Types of Locomotor Reflexes:

The three locomotor reflexes include swimming reflex, crawling reflex, and stepping reflex that are each elicited by a different stimulus and appear at different stages of development.

Swimming Reflex:

Stimulation and Response

The swimming reflex is elicited while holding the infant in a prone position underwater with either the head above or under the surface of the water (Gabbard, 2008). The infant reacts by exhibiting rhythmically flexor- extensor movements in the upper and lower limbs creating a kicking and paddling swimming motion (McGraw, 1939).

Onset and Disappearance

This reflex is demonstrated as early as the second week after birth and is noted to disappear by 4-6 months.

Purpose

Although an infant displays the swimming reflex, it does not mean they can necessarily swim. Simply, it serves as a survival mechanism if an infant is to be dropped in the water (Berk, 2012). A common involuntary response when an infant is submerged underwater is a bradycardiac response where the infant will hold their breath and open their eyes (Gabbard, 2008).

Crawling Reflex:

Stimulation and Response

The crawling reflex is triggered when a newborn is placed in a prone position on their stomach and alternative strokes are applied to the soles of both feet (Gabbard, 2008). The infant then responds by moving their legs and arms in a crawling motion (Gabbard, 2008).

Onset and Disappearance

This reflex’s onset is at birth and occurs till 4 months of age (Gabbard, 2008).

Purpose

The crawling reflex has been discussed to be a forerunner to future voluntary crawling and to promote the development of sufficient muscle tone (Gabbard, 2008).

False Crawling Reflex

When an infant is placed on their stomach, it will appear as if they are demonstrating the crawling reflex. However, almost one week later, the infant will lie flat and not exhibit the reflex. This is speculated as account of when an infant is in a curled position in the womb, it takes a natural instinctive position to protect themselves from asphyxiation when lying face down (Berk, 2012).

Stepping Reflex:

Stimulation and Response

The stepping reflex is stimulated by holding the infant upright while their feet touch a supporting surface (Gabbard, 2008). The infant will reflexively react to the pressure on their soles by lifting one foot after another simulating a stepping response (Berk, 2012).

Onset and Disappearance

This behaviour is seen as early as the end of the first week after birth to approximately two months of age; however it is variable due to the weight changes experienced at infancy (Berk, 2012).

Purpose

The stepping reflex has been noted to prepare the CNS to engage in voluntary walking. There are controversial discussions on the idea of “the disappearing reflex”, as erect locomotion does not appear till the latter months of the first year (Thelen et al.,1984). Other factors have been found to influence reflexive behavior, which are discussed in Exercising the Reflexes.

Exercising the Reflexes

Relationship between Physical Growth and Stepping Reflex

Thelen, Fisher, Ridley-Johnson (1984) played a significant role in discovering the behavioural consequences of rapid growth of early infancy (Thelen et al., 1984). They challenged the idea that stepping should not be considered a reflex, as its kinematic characteristics resembled those of kicking in the supine position (Thelen et al., 1984). However, the question still remained as to why one behavior disappeared and the other did not. Within the first few weeks and months after birth, infants gain a significant amount of body fat relative to muscle tissue (Fomon & Nelson, 2012). Consequently, due to the infant’s insufficient strength, they experience greater difficulty in the upright position to lift their heavier legs against gravity and thus, the stepping disappears (Thelen et al., 1984). While in the supine position, gravity supported the flexion of the legs, creating step-like movements (Thelen et al., 1984).
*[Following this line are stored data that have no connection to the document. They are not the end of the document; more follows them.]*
PR #314, opened 2023-08-28
8315044: GenShen: Verifier detects clean card should be dirty

kdnilsen:
When a Reference object is newly discovered, it is placed onto the worker's thread-local discovered list.  This sometimes results in a reference from an old object to a young object, requiring that the remembered set card-table entry be marked as dirty.  This patch causes the marking to be performed.

---------
### Progress

### Issue
 * [JDK-8315044](https://bugs.openjdk.org/browse/JDK-8315044): GenShen: Verifier detects clean card should be dirty (**Bug** - P2)

### Reviewers
 * [Y. Srinivas Ramakrishna](https://openjdk.org/census#ysr) (@ysramakrishna - Committer) ⚠️ Review applies to [2618ff3c](https://git.openjdk.org/shenandoah/pull/314/files/2618ff3c9f2e2c5d67997e3f59c35cd1a5b6c0a2)

### Reviewing

Checkout this PR locally: \
`$ git fetch https://git.openjdk.org/shenandoah.git pull/314/head:pull/314` \
`$ git checkout pull/314`

`$ git checkout pull/314` \
`$ git pull https://git.openjdk.org/shenandoah.git pull/314/head`

</details>

Checkout this PR locally: \
`$ git pr checkout 314`

`$ git pr show -t 314`

</details>

<a href="https://git.openjdk.org/shenandoah/pull/314.diff">https://git.openjdk.org/shenandoah/pull/314.diff</a>

</details>

### Webrev
[Link to Webrev Comment](https://git.openjdk.org/shenandoah/pull/314#issuecomment-1697862818)


src/hotspot/share/gc/shenandoah/shenandoahReferenceProcessor.cpp
```diff
@@ -372,6 +375,20 @@ bool ShenandoahReferenceProcessor::discover(oop reference, ReferenceType type, u
...
+    // We successfully set this reference object's next pointer to discovered_head.  This marks reference as discovered.
+    // If reference_cas_discovered fails, that means some other worker thread took credit for discovery of this reference,
+    // and that other thread will place reference on its discovered list, so I can ignore reference.
+
+    // In case we have created an interesting pointer, mark the remembered set card as dirty.
+    ShenandoahHeap* heap = ShenandoahHeap::heap();
+    if (ShenandoahCardBarrier) {
+      T* addr = reinterpret_cast<T*>(java_lang_ref_Reference::discovered_addr_raw(reference));
+      if (heap->is_in_old(addr) && heap->is_in_young(discovered_head)) {
+        heap->mark_card_as_dirty(addr);
```
ysramakrishna, line 387: Can you instead call the existing `card_mark_barrier` method?
At that time, could also look at the existing uses of that method and refactor them to use the `ShenandoahCardBarrier` test like you did above, and elide the generational check in the body of the method itself, replacing it with an assertion (if you want, that the heap is generational).

(PS: I was also thinking that in the fullness of time it might be worth doing an audit of the uses of `cas` and `set_oop` and making sure they would call the card-marking code instead of exposing the functionality at the call-sites like done here. Callers that want to avoid card-marking would need to call the respective `_raw` versions then. We should makr sure to conform to naming conventions for those methods that are consistent with those used in other parts of jvm/gc code. This can be done separately and might affect legacy Shenandoah code as well. Just leaving this comment here so as not to lose the thought, but I doubt we want to do that locally here in this PR.)

ysramakrishna (commented):
changes look good; minor suggestion on some potential refactor/consolidation with existing card marking code.

src/hotspot/share/gc/shenandoah/shenandoahReferenceProcessor.cpp
kdnilsen: Made this change and am testing result.

I agree that audit/refactoring in the future would be a good idea.

kdnilsen: I've made your suggested changes and am sending through the test pipeline again.

I agree that it would be good to eventually audit/refactor to have more consistent method names and conventions.

src/hotspot/share/gc/shenandoah/shenandoahReferenceProcessor.cpp
```diff
@@ -544,10 +565,29 @@ void ShenandoahReferenceProcessor::process_references(ShenandoahPhaseTimings::Ph
...
+    *reinterpret_cast<narrowOop*>(_pending_list_tail) = CompressedOops::encode(former_head_of_global_list);
   } else {
-    *reinterpret_cast<oop*>(_pending_list_tail) = Universe::swap_reference_pending_list(_pending_list);
+    *reinterpret_cast<oop*>(_pending_list_tail) = former_head_of_global_list;
+  }
+  ShenandoahHeap* heap = ShenandoahHeap::heap();
+  if (ShenandoahCardBarrier) {
+    if (heap->is_in_old(_pending_list_tail) && heap->is_in_young(former_head_of_global_list)) {
+      heap->mark_card_as_dirty(_pending_list_tail);
+    }
```
ysramakrishna, line 590: Can we just replace this section with `set_oop_field(_pending_list_tail, former_head_of_global_list)` ?

ysramakrishna (approved):
One more change, I think? See comment in-line.

May be there is an issue with it though that I am not seeing which perhaps you might have tried already, but doesn't work? 

Rest looks good.

src/hotspot/share/gc/shenandoah/shenandoahReferenceProcessor.cpp
kdnilsen: Have made this improvement, and am retesting.

earthling-amzn (approved):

When looking at infants at 2,4, and 6 weeks of age, they determined that between the 2nd to 4th week, infants experience rapid weight gain and thus, decrease the amount of steps they take in the upright position (Thelen et al., 1984). The disuse of the reflex is therefore influenced by lack of muscle strength in the legs (Thelen et al., 1984). They furthered their research by performing two studies that manipulated the mass of the infant’s legs either by adding ankle weights or placing the legs under water. It was concluded that reflex stepping decreases with increased weight and stepping frequency increases when infants are submerged chest deep under water (Thelen et al., 1984). Water acts as a buoy for the legs, reducing the effects of the infant’s mass, thus creating a greater ease of stepping (Thelen et al., 1984).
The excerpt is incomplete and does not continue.